Tuesday, 26 February 2019

Nakajima Ki-43 "Hayabusa", 25 & 33 Sentai - video

Another NHK video today dated June 16, 1943, featuring Nakajima Ki-43 "Hayabusa" fighters.
We posted a similar video a few years back, here, from the net (now the link's gone) while we were preparing to attend the Shizuoka show; so, not much info there. Allow me to repost the stills and what we have discovered.

The narrator mentions that the target of their attack was the city of Lingling in the Hunan Province.
Although the date of the video release is a bit too close to the event I believe it shows an attack dated June 10, 1943.
According to Monograph No. 76 "Air Operations in the China Area", on that day:

"At 15:25, 16 light bombers from the 90th Sentai, eight Ki-43s from the 25th Sentai and 19 Ki-43s from the 33rd Sentai attacked the air base at Hengyang and bombed five aircraft on the ground.
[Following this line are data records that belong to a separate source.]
PR #10975, opened 2025-03-06
Added auto_accept to competition model

dunkOnIT:


spec/factories/competitions.rb
```diff
@@ -280,7 +289,7 @@
 
     trait :registration_not_opened do
       registration_open { 1.weeks.from_now.change(usec: 0) }
-      registration_close { 4.weeks.from_now.change(usec: 0) }
+      registration_close { 3.weeks.from_now.change(usec: 0) }
```
gregorbg, line 292: Why?

spec/factories/competitions.rb
```diff
@@ -101,6 +101,15 @@
...
     registration_version { :v3 }
 
+    trait :auto_accept do
+      use_wca_registration { true }
+      auto_accept_registrations { true }
+    end
+
+    trait :allow_self_delete do
+      competitor_can_cancel { :always }
+    end
```
gregorbg, line 111: Where is this seemingly unrelated trait coming from?

gregorbg (changes requested):

spec/factories/competitions.rb
dunkOnIT: Removed - it is only relevant when API tests get added

config/locales/en.yml
```diff
@@ -1944,6 +1944,11 @@ en:
         -6002: "You need to finish your registration before you can pay"
     #context: and when an error occurred
     errors:
+      must_use_wca_registration: "Auto-accept can only be used if you are using the WCA website for registrations"
+      auto_accept_limit: "Limit for auto-accepted registrations must be less than the competitor limit"
+      auto_accept_not_negative: "Limit for auto-accepted registrations cannot be less than 0."
+      auto_accept_accept_paid_pending: "Cant enable auto-accept if there are paid-pending registrations - either accept them or move them to the waiting list"
+      auto_accept_accept_waitlisted: "Cant enable auto-accept - please accept as many users from the Waiting List as possible."
```
gregorbg, line 1951: Nitpick: `Can't`

gregorbg (changes requested):

config/locales/en.yml
gregorbg: (in both keys)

This force also engaged about ten P-40s in the air, shooting down and destroying five of them."

Hakans, here, adds that:
 "Ten P-40s from the 23rd Fighter Group (US) intercepted about 25 aircraft over Hengyang between 13:15-13:45. The 74th FS claimed one enemy bomber shot down."

This information is confirmed as correct as according to "Shenshi Shosho #74 one 90 Sentai "Lily" was lost on that day.
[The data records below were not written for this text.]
PR #10977, opened 2025-03-07
Auto accept backend implementation

dunkOnIT:


app/models/registration.rb
```diff
@@ -240,12 +240,12 @@ def registration_history
                             end
       end
       {
-        changed_attributes: changed_attributes,
+        changed_attributes: changed_attributes.with_indifferent_access,
```
dunkOnIT, line 243: Added to make accessing the attributes in tests more consistent

app/models/registration_payment.rb
```diff
@@ -9,6 +9,7 @@ class RegistrationPayment < ApplicationRecord
   belongs_to :refunded_registration_payment, class_name: 'RegistrationPayment', optional: true
   has_many :refunding_registration_payments, class_name: 'RegistrationPayment', inverse_of: :refunded_registration_payment, foreign_key: :refunded_registration_payment_id, dependent: :destroy
 
+  after_create :auto_accept_hook
```
dunkOnIT, line 12: Currently I'm performing a check for prod in the `attempt_auto_accept` method - but I could also do it here instead/as well

spec/factories/competitions.rb
```diff
@@ -280,7 +291,7 @@
 
     trait :registration_not_opened do
       registration_open { 1.weeks.from_now.change(usec: 0) }
-      registration_close { 4.weeks.from_now.change(usec: 0) }
+      registration_close { 3.weeks.from_now.change(usec: 0) }
```
dunkOnIT, line 294: This change may be reverted when 10975 is finalized

dunkOnIT:
Tests will fail until #11122 is merged into main

dunkOnIT:
Ok updated this as far as it can go with the current state of the validation migration. Because apply_payload doesn't update the status, there are some tests failing. 

However, this is enough for us to review the implementation in principle. I did also wonder whether it might be better to call `update_registration_allowed` directly until all registration checker checks are migrated across to the model, but not sure if we will be in a situation where we can merge this PR _without_ all validations having been migrated

app/models/registration.rb
```diff
@@ -351,6 +351,17 @@ def self.newcomer_month_eligible_competitors_count
...
+  # functionality exists to use validations to raise errors on submitted registrations
+  validate :does_not_exceed_competitor_limit
+  private def does_not_exceed_competitor_limit
+    return if competition&.competitor_limit.blank?
+    return unless competing_status == Registrations::Helper::STATUS_ACCEPTED
+
+    errors.add(:competitor_limit, I18n.t('registrations.errors.competitor_limit_reached')) if
+      competition.registrations.accepted_and_competing_count >= competition.competitor_limit
+  end
+
```
gregorbg, line 364: There is already `def cannot_exceed_competitor_limit` which does exactly the same, except:
- It only triggers when _changing_ the status to accepted (ie trying to currently accept a registration)
- It stores the error under `competing_status`, not under `competitor_limit`.

I'm quite adamant about that second point, because `competitor_limit` isn't even a field on a registration. About the first point, is that causing any troubles for you? You definitely shouldn't have to duplicate a validation like that. If anything, we should try to re-use the existing one so that it makes sense for you to use it as well

app/models/registration.rb
```diff
@@ -517,4 +528,53 @@ def competition_events_changed?
...
+    update_payload = build_auto_accept_payload
+    if Registrations::RegistrationChecker.apply_payload(self, update_payload).valid?
+      update_lanes!(
+        update_payload,
+        'Auto-accept',
+      )
+      true
+    else
+      log_auto_accept_failure(accept_registration.errors)
```
gregorbg, line 549: What is `accept_registration` and where does it come from?

app/models/competition.rb
```diff
@@ -507,7 +507,9 @@ def registration_full_and_accepted?
   end
 
   def auto_accept_threshold_reached?
-    auto_accept_disable_threshold > 0 && auto_accept_disable_threshold <= registrations.competing_status_accepted.count
+    auto_accept_disable_threshold.present? &&
```
gregorbg, line 510:
```suggestion
    auto_accept_disable_threshold? &&
```

app/models/competition.rb
```diff
@@ -507,7 +507,9 @@ def registration_full_and_accepted?
...
+      auto_accept_disable_threshold > 0 &&
```
gregorbg, line 511:
```suggestion
      auto_accept_disable_threshold.positive? &&
```

app/models/competition.rb
```diff
@@ -507,7 +507,9 @@ def registration_full_and_accepted?
...
+      auto_accept_disable_threshold <= registrations.competing_status_accepted.count
```
gregorbg, line 512:
```suggestion
      auto_accept_disable_threshold <= registrations.accepted_and_competing_count
```

app/models/competition.rb
FinnIckler: We gotta turn on that rubocop

app/models/registration.rb
dunkOnIT: In my defense this was added before `cannot_exceed_competitor_limit` existed

app/models/registration.rb
dunkOnIT: It was left orphaned during a refactor - fixed now, but this `else` block isn't under test until the registration model validates status

app/models/competition.rb
dunkOnIT: Updated this instance, and another 2 instances elsewhere in the file

app/models/competition.rb
dunkOnIT: Changed

dunkOnIT:
Currently blocked until we fix the issues that will the `:disabled` tests to be un-disabled - predominently, normalizing waiting list handling such that 
- we reproduce the current waiting list -> accepted issues
- waiting list reg can be approved

app/models/registration.rb
gregorbg: Not a big fan of this. What does `index_by` above give you by default, and can you use something like `symbolize_keys` to make it consistent?

app/models/registration.rb
```diff
@@ -521,4 +521,56 @@ def competition_events_changed?
   def serializable_hash(options = nil)
     super(DEFAULT_SERIALIZE_OPTIONS.merge(options || {}))
   end
+
+  def attempt_auto_accept
+    return false if Rails.env.production? && EnvConfig.WCA_LIVE_SITE?
```
gregorbg, line 526: This should be moved into a `Registration.AUTO_ACCEPT_ENABLED` setting, similar to how we already have `PaypalInterface.paypal_disabled?`

app/models/registration.rb
```diff
@@ -521,4 +521,56 @@ def competition_events_changed?
...
+
+    failure_reason = auto_accept_failure_reason
+    if failure_reason.present?
+      log_auto_accept_failure(failure_reason)
+      return false
+    end
+
+    update_payload = build_auto_accept_payload
+    auto_accepted_registration = Registrations::RegistrationChecker.apply_payload(self, update_payload)
```
gregorbg, line 535: Can you specify the cloning behavior explicitly here? Would make it easier if we ever decide to change the default value

app/models/registration.rb
```diff
@@ -521,4 +521,56 @@ def competition_events_changed?
...
+    end
+  end
+
+  private def auto_accept_failure_reason
+    return 'Competitor still has outstanding registration fees' if outstanding_entry_fees > 0
+    return 'Auto-accept is not enabled for this competition.' unless competition.auto_accept_registrations?
+    return 'Can only auto-accept pending registrations or first position on waiting list' unless competing_status_pending? || (competing_status_waiting_list? && waiting_list_position == 1)
+    return "Competition has reached auto_accept_disable_threshold of #{competition.auto_accept_disable_threshold} registrations" if competition.auto_accept_threshold_reached?
+
+    'Cant auto-accept while registration is not open' unless competition.registration_currently_open?
```
gregorbg, line 555: I18N :upside_down_face:

app/models/registration.rb
```diff
@@ -521,4 +521,56 @@ def competition_events_changed?
...
+      true
+    else
+      log_auto_accept_failure(auto_accepted_registration.errors.messages.values.flatten)
+      false
+    end
+  end
+
+  private def auto_accept_failure_reason
+    return 'Competitor still has outstanding registration fees' if outstanding_entry_fees > 0
+    return 'Auto-accept is not enabled for this competition.' unless competition.auto_accept_registrations?
```
gregorbg, line 551: How would the code even reach this point? `auto_accept_failure_reason` is only called when auto accept is attempted. And auto accept is only attempted if it's turned on, or not?

app/models/registration.rb
```diff
@@ -521,4 +521,56 @@ def competition_events_changed?
...
+    return 'Can only auto-accept pending registrations or first position on waiting list' unless competing_status_pending? || (competing_status_waiting_list? && waiting_list_position == 1)
```
gregorbg, line 552: (sidenote: You could move the waiting list part into `def waiting_list_leader?` or smth)

app/models/registration_payment.rb
gregorbg: Doing it here as well sounds like a good idea, you can never be sure enough.

app/models/registration.rb
```diff
@@ -521,4 +521,56 @@ def competition_events_changed?
...
+      return false
+    end
+
+    update_payload = build_auto_accept_payload
+    auto_accepted_registration = Registrations::RegistrationChecker.apply_payload(self, update_payload)
+
+    if auto_accepted_registration.valid?
+      update_lanes!(
+        update_payload,
+        'Auto-accept',
```
gregorbg, line 540: This should go into a constant. Something like `AUTO_ACCEPT_HISTORY_ID`. A few lines below you're logging errors as `Auto Accept` without dash, and it would be a nightmare to detect the difference between the two to determine whether something was actioned by auto-accept.

gregorbg, line 540: This should go into a constant. Something like `AUTO_ACCEPT_HISTORY_ID`. A few lines below you're logging errors as `Auto Accept` without dash, and it would be a nightmare to detect the difference between the two to determine whether something was actioned by auto-accept.

app/models/registration.rb
```diff
@@ -521,4 +521,56 @@ def competition_events_changed?
...
+    return "Competition has reached auto_accept_disable_threshold of #{competition.auto_accept_disable_threshold} registrations" if competition.auto_accept_threshold_reached?
+
+    'Cant auto-accept while registration is not open' unless competition.registration_currently_open?
+  end
+
+  private def log_auto_accept_failure(reason)
+    add_history_entry(
+      { auto_accept_failure_reasons: reason },
+      'System',
+      'Auto accept',
```
gregorbg, line 562: (See above for constant)

app/models/registration.rb
```diff
@@ -521,4 +521,56 @@ def competition_events_changed?
...
+      'System reject',
```
gregorbg, line 563: Maybe I18N?

config/locales/en.yml
```diff
@@ -396,6 +396,12 @@ en:
         extra_file: "Any extra file?"
         start_date: "Acknowledged since"
         end_date: "Acknowledged until"
+    errors:
+      models:
+        registration:
+          attributes:
+            competing_status:
+              exceeding_competitor_limit: "Competitor limit reached."
```
gregorbg, line 404: Why are you introducing such a deeply nested group?

app/models/registration.rb
```diff
@@ -67,7 +67,7 @@ class Registration < ApplicationRecord
   end
 
   def update_lanes!(params, acting_user)
-    Registrations::Lanes::Competing.update!(params, self, acting_user.id)
```
gregorbg, line 70: Why are you removing the `.id` here? The `update!` method does need the ID, not the whole entity

gregorbg (changes requested):

app/models/registration.rb
dunkOnIT: Ok so "why did this work" has a few interrelated answers:
- acting_user_id was only used to write the user_id to the registration history
- tests didn't assert the contents of the registration history (I've since added a test to fix this) 
- `update_lanes!` is only used in 2 places in the code since the refactor of lanes/competing.rb: 
  - in tests
  - in this auto accept code

We should update `update_lanes!` invocations to use `update_raw` instead - my suggestion is that this happens in a follow-up PR, given that this PR is already pretty busy? I can do it here too, it'll just increase the diff (particularly in the tests)

app/models/registration.rb
dunkOnIT: Added `auto_accept_enabled?` method to contain this

app/models/registration.rb
dunkOnIT: I don't follow this request - what is being cloned, and what default value might we change? 

The only thing I can think of is the contents of the update payload, but that's just abstracted in a very easy-to-reach method if we ever want to change it

app/models/registration.rb
dunkOnIT: Done

app/models/registration.rb
dunkOnIT: Question here: Will this mean that we'll end up saving translated (ie, non-`en`) strings into the registration history? If so, I think we need to be careful about _what_ locale gets stored - a French user signing up for a US comp shouldn't cause the auto-accept message to be in French. 

Something I have been thinking about is saving the translation keys themselves into the registration history, and displaying them localized in the user's browser - but in this case, we should be saving the key, not the i18n'd string

app/models/registration.rb
dunkOnIT: Done

app/models/registration.rb
```diff
@@ -521,4 +521,56 @@ def competition_events_changed?
...
+      )
+      true
+    else
+      log_auto_accept_failure(auto_accepted_registration.errors.messages.values.flatten)
+      false
+    end
+  end
+
+  private def auto_accept_failure_reason
+    return 'Competitor still has outstanding registration fees' if outstanding_entry_fees.positive?
```
dunkOnIT, line 554: You asked about i18n-ing these strings, although I can't find the comment at the moment for some reason. My other comment re translations in registration history applies here too.

app/models/registration.rb
dunkOnIT: As discussed in Huddle, added a check in RegistrationPayment, but leaving this here for redundancy

config/locales/en.yml
dunkOnIT: Resolved - key changed to registrations.errors, and explicitly passing `message` in the AR error definition

app/models/registration.rb
gregorbg: I'm happy to get rid of `update_lanes!`, and you're welcome to do that in a follow-up PR.

However, please keep in mind that `update_raw` loads a separate copy of the registration from the database and operates on that volatile copy. (This is why we previously had that infamous `reload` that nobody knew how to get rid of). In contrast, `update!` has the advantage of operating directly on an existing `Registration` model (which you can see here with the `self` being passed directly into the method).

So in that follow-up PR, just be careful about which one you're using

app/models/registration.rb
gregorbg: I mean that `apply_payload` has a `clone` parameter that you should explicitly specify, instead of relying on the implicit `false` default from `def self.apply_payload(registration, raw_payload, clone: true)`

app/models/registration.rb
gregorbg: I found the other comment, replied directly below there. But keeping this conversation open as a marker so that you know whatever conclusion we reach there has to be applied here as well

app/models/registration.rb
gregorbg: Good point! I really don't want to store localized strings in the DB at all, except maybe for human-written `comments` from a Registration or something similar.

Maybe the way to go about this is to pass in values to the reg history that we interpret as "error codes"? That way you'd have a standardized list that you can just "pipe through" in the API and then later localize in the frontend

app/models/registration_payment.rb
```diff
@@ -9,6 +9,7 @@ class RegistrationPayment < ApplicationRecord
   belongs_to :refunded_registration_payment, class_name: 'RegistrationPayment', optional: true
   has_many :refunding_registration_payments, class_name: 'RegistrationPayment', inverse_of: :refunded_registration_payment, foreign_key: :refunded_registration_payment_id, dependent: :destroy
 
+  after_create :auto_accept_hook, if: -> { registration.auto_accept_in_current_env? && registration.competition.auto_accept_registrations? }
```
gregorbg, line 12:
```suggestion
  delegate auto_accept_in_current_env?, :auto_accept_registrations?, to: :registration
  
  # in registration.rb, you'd also need the following delegate:
  # delegate auto_accept_registrations?, to: :competition

  after_create :auto_accept_hook, if:  [:auto_accept_in_current_env?, :auto_accept_registrations?]
```

lib/registrations/lanes/competing.rb
```diff
@@ -42,13 +42,17 @@ def self.update!(update_params, registration, current_user_id)
           changes[:event_ids] = registration.changed_event_ids if registration.changed_event_ids.present?
 
           registration.save!
-          registration.add_history_entry(changes, 'user', current_user_id, Registrations::Helper.action_type(update_params, current_user_id))
+          if acting_entity_id == 'auto-accept'
```
gregorbg, line 45:
```suggestion
          if acting_entity_id == Registration::AUTO_ACCEPT_ENTITY_ID
```

lib/registrations/lanes/competing.rb
```diff
@@ -42,13 +42,17 @@ def self.update!(update_params, registration, current_user_id)
...
+            registration.add_history_entry(changes, 'System', acting_entity_id, Registrations::Helper.action_type(update_params, acting_entity_id))
```
gregorbg, line 46: Where does this `'System'` come from and is it standardized somewhere?

gregorbg (changes requested):

app/models/registration.rb
dunkOnIT: Makes sense! I have set `clone: false` explicitly

app/models/registration.rb
dunkOnIT: Refactored to push error codes into the reg history - frontend work can happen in a subsequeny PR, that I'd argue isn't even necessary for launch given that their primary use is for us to debug auto accept issues

app/models/registration_payment.rb
dunkOnIT: Committed a version with the comment on line 14/15 (but with the suggested delegation in registration.rb)

lib/registrations/lanes/competing.rb
dunkOnIT: Changed

lib/registrations/lanes/competing.rb
dunkOnIT: Is it now!

app/models/registration.rb
```diff
@@ -245,7 +252,7 @@ def registration_history
         actor_id: r.actor_id,
         timestamp: r.created_at,
         action: r.action,
-      }
+      }.with_indifferent_access
```
gregorbg, line 255: Not happy about this in our main code. Why do you need it?

app/models/registration.rb
```diff
@@ -521,4 +529,62 @@ def competition_events_changed?
...
+  end
+
+  private def build_auto_accept_payload
+    status = if competition.registration_full_and_accepted? && competing_status_pending?
+               Registrations::Helper::STATUS_WAITING_LIST
+             else
+               Registrations::Helper::STATUS_ACCEPTED
+             end
+
+    { user_id: user_id, competing: { status: status } }.with_indifferent_access
```
gregorbg, line 588: Again, not happy about `with_indifferent_access`.

gregorbg (commented):
Looking all good now in terms of structure, still a bit wary about `with_indifferent_access` though.

gregorbg:
Oh and you also have a good amount of merge conflicts that need to be resolved :upside_down_face:

app/models/registration.rb
dunkOnIT: The hash we were getting from this without intervention is the following: 
```ruby
{changed_attributes: {"auto_accept_failure_reasons" => "-7001"}, actor_type: "System", actor_id: "auto-accept", timestamp: Tue, 06 May 2025 03:19:41.320953000 UTC +00:00, action: "System reject"}
```

This was happening because `changed_attributes` was a hash populated with strings from the database - I'm now calling `symbolize_keys` on it when it's created, which fixes the issue

gregorbg: Muuuch better :relieved:

app/models/registration.rb
dunkOnIT: Fixed! Had to use `deep_stringify_keys` as the hash is 2 levels deep

gregorbg: Why do you need to have stringified keys here? Usually symbols are the more modern/ergonomic choice

gregorbg: Also, if you really, _really_, _absolutely_ need string keys (you shouldn't), then you can directly create the hash with string keys: `{ "user_id" => user_id, "competing" => ... }`

dunkOnIT: This is building a payload to be sent to `apply_payload` - which is built to accept `params`, which is string keys by default. So makes sense to me to keep the keys as strings

We could also handle this in apply_payload instead, but I think our naming/context makes it clear enough to expect to be dealing with string keys in that function?

gregorbg: Ah, so that's kinda our fault. The `apply_payload` method mostly gets passed stuff from the controller's `params`, which are usually handed down with `indifferent_access` already baked in. So if anything, it's my fault for not refactoring it properly when I rebuilt `apply_payload` :P

gregorbg: In that case, please at least go with instantiating string keys directly, instead of instantiating symbol keys and then direclty converting them to string keys on the spot

dunkOnIT: It is now being instantiated with string keys :+1:

gregorbg (approved):

config/locales/en.yml
```diff
@@ -1959,6 +1960,11 @@ en:
         -6001: "WCA Payment is not enabled for this competition"
         -6002: "You need to finish your registration before you can pay"
         -6003: "No outstanding payment found - this is probably because you have already paid for your registration."
+        -7001: "Competitor still has outstanding registration fees"
+        -7002: "Auto-accept is not enabled for this competition."
+        -7003: "Can only auto-accept pending registrations or first position on waiting list"
+        -7004: "Competition has reached auto_accept_disable_threshold"
```
AlexandreOndet, line 1966: Is it normal that this doesn't have brackets ? If `auto_accept_disable_threshold` should be replaced by its value, it probably should, no?

dunkOnIT: I'm no longer passing in the value of `auto_accept_disable_threshold`, given that we're now rendering an i18n string instead of a string directly. It could definitely be done, it's just _slightly_ more complicated and I really wanted to get this PR merged

dunkOnIT: I'm no longer passing in the value of `auto_accept_disable_threshold`, given that we're now rendering an i18n string instead of a string directly. It could definitely be done, it's just _slightly_ more complicated and I really wanted to get this PR merged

The problem with the location mentioned in the video and shown in the map is explained as the US air forces were based in the three cities of Kweilin (present day Guilin) - Hengyang - Lingling District in Hunan, and the Japanese attacked and engaged with US aircraft in the general area of all three. Unfortunately I was unable to confirm the five or any at all P-40s shot down on that day. If you have something, do share.



George Bryant said...

I was fortunate enough to tour the Texas Aircraft Factory while they were building the KI 43. They built 5 aircraft by reverse engineering. They used wrecks recovered from the Kurile Islands. The worksmanship was exceptional. As far as I can tell, only one is flying.

D. Chouinard said...

I remember the Texas Aircraft Factory. Never made it there to see what was going on. From what I understood at the time, they were having problems with the landing gear, but I assume this got worked out? I think the only flying example is based in Oregon (US)right now.

George Bryant said...

You are correct. They had two gear failures. When the production was moved to the Champlain group, I believe they had one collapse as well.